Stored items
*****
PR #1493, opened 2022-08-29
Problems count mode

alexanderzobnin:
Problems count mode.


src/datasource-zabbix/partials/query.editor.html
```diff
@@ -11,7 +11,7 @@
                 </select>
             </div>
         </div>
-        <div class="gf-form" ng-show="ctrl.target.queryType == editorMode.TEXT">
+        <div class="gf-form" ng-show="ctrl.target.queryType == editorMode.TEXT | ctrl.target.queryType == editorMode.MACROS">
```
alexanderzobnin, line 14:
```suggestion
        <div class="gf-form" ng-show="ctrl.target.queryType == editorMode.TEXT || ctrl.target.queryType == editorMode.MACROS">
```

Issue #1386, opened 2022-02-08
Error "json: invalid use of ,string struct tag, trying to unmarshal unquoted value into int64"


Ethan0451:
Grafana | Zabbix | Grafana-Zabbix Plugin
-- | -- | --
8.3.1 | 5.4.9 | 4.2.4

A few days ago , I updated the zabbix from 5.2.2 to 5.4.9
At the same time , I reinstall the grafana and grafana-zabbix plugin , but when I create the panel , I got this error
By the way , my zabbix use Elasticsearch to store history data

Thanks for helping

[grafana.log](https://github.com/alexanderzobnin/grafana-zabbix/files/8020338/grafana.log)
[request_details.txt](https://github.com/alexanderzobnin/grafana-zabbix/files/8020379/request_details.txt)

nikossss:
solved the problem? please help me

nikossss:
yes, i m use elastic. thank you, i replace a few line, how to compiled?

nikossss:
please tell me how to compiled?

Ethan0451:
> please tell me how to compiled?

https://alexanderzobnin.github.io/grafana-zabbix/installation/run_from_master/

nikossss:
ansible@ansible:~/grafana-zabbix-4.2.9$ make dist
yarn build
00h00m00s 0/0: : ERROR: [Errno 2] No such file or directory: 'build'
make: *** [Makefile:42: dist-frontend] Error 1
ansible@ansible:~/grafana-zabbix-4.2.9$ sudo make dist
yarn build
00h00m00s 0/0: : ERROR: [Errno 2] No such file or directory: 'build'
make: *** [Makefile:42: dist-frontend] Error 1
don't work

nikossss:
don,t work(

    Entrypoint undefined = extract-text-webpack-plugin-output-filename
    [../node_modules/css-loader/dist/cjs.js!../node_modules/sass-loader/dist/cjs.js!./sass/grafana-zabbix.dark.scss] 41.1 KiB {0} [built]
        + 2 hidden modules
Child extract-text-webpack-plugin ../node_modules/extract-text-webpack-plugin/dist ../node_modules/css-loader/dist/cjs.js!../node_modules/sass-loader/dist/cjs.js!sass/grafana-zabbix.light.scss:
    Entrypoint undefined = extract-text-webpack-plugin-output-filename
[...]

PR #1494, opened 2022-08-30
Update models.go

flexboy:
Error "json: invalid use of ,string struct tag, trying to unmarshal unquoted value into int64"
#1386

### DIFF
--- a/pkg/zabbix/models.go
+++ b/pkg/zabbix/models.go
@@ -67,8 +67,8 @@ type ItemTag struct {
 type Trend []TrendPoint
 
 type TrendPoint struct {
-	ItemID   string `json:"itemid,omitempty"`
-	Clock    int64  `json:"clock,omitempty,string"`
+	ItemID   int64 `json:"itemid,omitempty"`
+	Clock    int64  `json:"clock,omitempty"`
 	Num      string `json:"num,omitempty"`
 	ValueMin string `json:"value_min,omitempty"`
 	ValueAvg string `json:"value_avg,omitempty"`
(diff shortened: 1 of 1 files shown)


pkg/zabbix/models.go
```diff
@@ -67,8 +67,8 @@ type ItemTag struct {
 type Trend []TrendPoint
 
 type TrendPoint struct {
-	ItemID   string `json:"itemid,omitempty"`
-	Clock    int64  `json:"clock,omitempty,string"`
+	ItemID   int64 `json:"itemid,omitempty"`
```
alexanderzobnin, line 70:
```
pkg/datasource/response_handler.go:24:24: cannot use point.ItemID (type int64) as type string in map index
pkg/datasource/response_handler.go:25:15: cannot use point.ItemID (type int64) as type string in map index
pkg/datasource/response_handler.go:26:13: cannot use point.ItemID (type int64) as type string in map index
pkg/datasource/response_handler.go:28:27: cannot use point.ItemID (type int64) as type string in map index
```
But this is a good idea, I'll take a look closer.

flexboy: 24,26c24,26
< 		pointItem := itemsMap[point.ItemID]
< 		if seriesMap[point.ItemID] == nil {
< 			seriesMap[point.ItemID] = timeseries.NewTimeSeriesData()
---
> 		pointItem := itemsMap[strconv.FormatInt(point.ItemID,10)]
> 		if seriesMap[strconv.FormatInt(point.ItemID,10)] == nil {
> 			seriesMap[strconv.FormatInt(point.ItemID,10)] = timeseries.NewTimeSeriesData()
28c28
< 		pointSeries := seriesMap[point.ItemID]
---
>

alexanderzobnin:
Are you able to replicate the original bug?

Elufimov:
I am not an author but I have an original bug with grafana 9.2.0 zabbix 6.2.0 and elasticsearch 7.13.2.

Issue #1315, opened 2021-09-24
Performance Improvement ItemTag


erik-de-neve:
After migrating to Zabbix 5.4 we see a huge performance impact on Grafana.
With Zabbix 5.4 (where applications are replaced by item tags) our Grafana dashboards are loading much slower (some of them even time out).

Before Zabbix 5.4 you filtered on the application id 'appids' if an application was filled in.
But since Zabbix 5.4 applications no longer exist, so the value will always be 'nil'.

Looking into the code in pkg/zabbix/methods.go I see this:
```go
var allItems []*Item
if len(appids) > 0 {
  allItems, err = ds.GetAllItems(ctx, nil, appids, itemType)
} else if len(hostids) > 0 {
  allItems, err = ds.GetAllItems(ctx, hostids, nil, itemType)
}

if isZabbix54orHigher && itemTagFilter != "" {
  allItems, err = filterItemsByTag(allItems, itemTagFilter)
  if err != nil {
    return nil, err
  }
}
```

If I understand it well, you are querying all items without an itemTag filter and then you do the filtering on the Grafana side (func filterItemsByTag).
Before 5.4 the application filter was taking into account in this api call.

So now when we query on a lot of hosts and specify a specific item tag, it will still query all items on all of these hosts regardless of the item tag.
It is only afterwards that in the plugin itself you will filter on the item tag.
For us this makes a huge difference since sometimes we have 200 hosts with 5000 items each. That's a lot of items and a lot of data to query.

I think this is not really scalable as it returns too much items from Zabbix. 
Better would be to include the ItemTag filter directly in the Zabbix-api call instead of doing the filtering on the Grafana side after having returned a bunch of items.

**Software versions**

| Grafana | Zabbix | Grafana-Zabbix Plugin |
| ------- | ------ | --------------------- |
| 8.1.5   | 5.4.4  | 4.2.3                 |

alexanderzobnin:
Yes, you're right. Unfortunately, Zabbix does not provide a separate API method for pulling list of tags, so I have to get it from items. But I definitely can improve performance by querying only items with specific tags.

erik-de-neve:
Hello,

Do you have an idea when this could be implemented?
For us grafana is unusable for the moment, because we have many items on 1 host and the performance is really killing us due to the tags and how it's implemented.

Thanks!
Erik

alexanderzobnin:
Fixed in c1b0d963cd7375b69e050b91f3989be87cecc16b

PR #1526, opened 2022-11-17
improve tags performance

erik-de-neve:
closes https://github.com/alexanderzobnin/grafana-zabbix/issues/1315.


alexanderzobnin:
Merged manually. Added @erik-de-neve as a co-author.

PR #1686, opened 2023-09-11
Solve Grafana's inability to obtain data when using Elasticsearch as historical data storage

flexboy:
Solve Grafana's inability to obtain data when using Elasticsearch as historical data storage,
*****
# Activity
Select and copy every line from the records that includes the word "GetAllItems".

# Answer below
  allItems, err = ds.GetAllItems(ctx, nil, appids, itemType)
  allItems, err = ds.GetAllItems(ctx, hostids, nil, itemType)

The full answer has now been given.